I'm multi-tasking whilst on an exciting conference call right now LOL


----------



## owdoggy (Jul 23, 2008)

JazII said:


> I've still got a few more hours work before beer o'clock
> 
> I'm multi-tasking whilst on an exciting conference call right now LOL


Wassis multi-tasking lark then?............. must be one of those 'women things'




Doggy


----------



## Guest (Mar 22, 2010)

JazII said:


> I've still got a few more hours work before beer o'clock
> 
> I'm multi-tasking whilst on an exciting conference call right now LOL



Now then mrs it cannot be THAT exciting if you are doing other things at the same time


----------



## JazII (Mar 11, 2010)

ValL said:


> Now then mrs it cannot be THAT exciting if you are doing other things at the same time


You're not wrong.....it was a tongue in cheek comment before LOL........but unfortunately it's mandatory our WW team listens....in fact we have metrics which track our attendance and which also count towards our year end review.....it's typical big company c*** 

Still I'm multitasking happily away in the background and catching up on private emails


----------



## jojo (Sep 20, 2007)

ok, so whats a hoopoe and a bee eater????

Jo xxx


----------



## Guest (Mar 22, 2010)

They are birds of the feathered varity  The Bee Eaters are coloured like parrots and have a wonderful song. The Hoopoe is colour wise is a striking black and white wing bands and has a crest. Distinctive call sounds like hoop hoop


----------



## JazII (Mar 11, 2010)

I love the sound of bird song, it's so relaxing ;-))


----------



## jojo (Sep 20, 2007)

ValL said:


> They are birds of the feathered varity  The Bee Eaters are coloured like parrots and have a wonderful song. The Hoopoe is colour wise is a striking black and white wing bands and has a crest. Distinctive call sounds like hoop hoop



Ah yes, I know the ones, I just didnt know that was what they were called!! 

Jo xx


----------



## owdoggy (Jul 23, 2008)

JazII said:


> I love the sound of bird song, it's so relaxing ;-))
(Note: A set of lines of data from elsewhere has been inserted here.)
PR #318, opened 2025-11-08
BIP32: Add BTCD module to masterkeygen target

kuliq23:
BTCD [master keygen func](https://github.com/btcsuite/btcd/blob/9ff0780da683ec1fa88ce9b9f2f4fd39d5592221/btcutil/hdkeychain/extendedkey.go#L652) differs from other modules by accepting only 16-64 bytes long sequence as input. Bitcoin Core, NBitcoin and Rustbitcoin don't check this. This is why the fuzzing fails now.

[BIP32 docs](https://github.com/bitcoin/bips/blob/master/bip-0032.mediawiki) MK Generation step in question:

* Generate a seed byte sequence S of a chosen length (between 128 and 512 bits; 256 bits is advised) from a (P)RNG. 

**I suppose correct solution would be to feed only byte sequences of this specified length to this target?**

I will try to investigate possible problems and implications of not checking the length in mentioned modules as well as possible mishaps in handling bits (in spec) vs bytes.

### DIFF
--- a/modules/btcd/btcd_wrapper/wrapper.go
+++ b/modules/btcd/btcd_wrapper/wrapper.go
@@ -22,6 +22,7 @@ import (
 	"github.com/btcsuite/btcd/addrmgr"
 	"github.com/btcsuite/btcd/blockchain"
 	"github.com/btcsuite/btcd/btcutil"
+	"github.com/btcsuite/btcd/btcutil/hdkeychain"
 	"github.com/btcsuite/btcd/btcutil/psbt"
 	"github.com/btcsuite/btcd/chaincfg"
 	"github.com/btcsuite/btcd/txscript"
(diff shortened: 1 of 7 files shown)


modules/btcd/btcd_wrapper/wrapper.go
```diff
@@ -281,4 +282,14 @@ func BTCDAddress(data C.ByteArray) *C.char {
...
+//export BTCDBip32MasterKeygen
+func BTCDBip32MasterKeygen(data C.ByteArray) *C.char {
+	seed := C.GoBytes(unsafe.Pointer(data.data), data.length)
+	masterKey, err := hdkeychain.NewMaster(seed, &chaincfg.MainNetParams)
+	if err != nil {
+		return C.CString(fmt.Sprintf("ERROR: %v", err))
+	}
+	return C.CString(masterKey.String())
+}
+
```
erickcestari: We should skip this case because other implementations allow it. Even though btcd validates seed length (128-512 bits), we want to test that inputs accepted by other implementations execute correctly.

```suggestion
//export BTCDBip32MasterKeygen
func BTCDBip32MasterKeygen(data C.ByteArray) *C.char {
	seed := C.GoBytes(unsafe.Pointer(data.data), data.length)
	masterKey, err := hdkeychain.NewMaster(seed, &chaincfg.MainNetParams)
	if err != nil {
		// Skip seed length validation errors (128-512 bits requirement) as other
		// implementations don't enforce this constraint.
		if err.Error() == "seed length must be between 128 and 512 bits" {
			return nil
		}
		return C.CString("")
	}
	return C.CString(masterKey.String())
}
```

erickcestari (changes requested):

kuliq23:
Thanks! Will rebase and remove draft in the morning.

erickcestari:
ACK 17dde5d70586622a5e8057c9d30c0138fd48c2a9

Nice work!!

erickcestari (approved):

Mrs Doggy doesn't think so when the bird in question is a Hoopoe parked just outside the bedroom window at six in the morning




Doggy


----------



## country boy (Mar 10, 2010)

Here are some pics of both.

Bee Eater colony - Jerome Guillaumot (Jeg)'s Photos- powered by SmugMug


----------



## jojo (Sep 20, 2007)

country boy said:


> Here are some pics of both.
> 
> Bee Eater colony - Jerome Guillaumot (Jeg)'s Photos- powered by SmugMug


Wow, thanks!

Jo xxx


----------



## VFR (Dec 23, 2009)

country boy said:


> Here are some pics of both.
> 
> Bee Eater colony - Jerome Guillaumot (Jeg)'s Photos- powered by SmugMug


Shame that they do not have a taste for Wasps (or do they)


----------



## JazII (Mar 11, 2010)

playamonte said:


> Shame that they do not have a taste for Wasps (or do they)


You never know.....maybe they taste similar......but I'm not going to try them to find out LOL


----------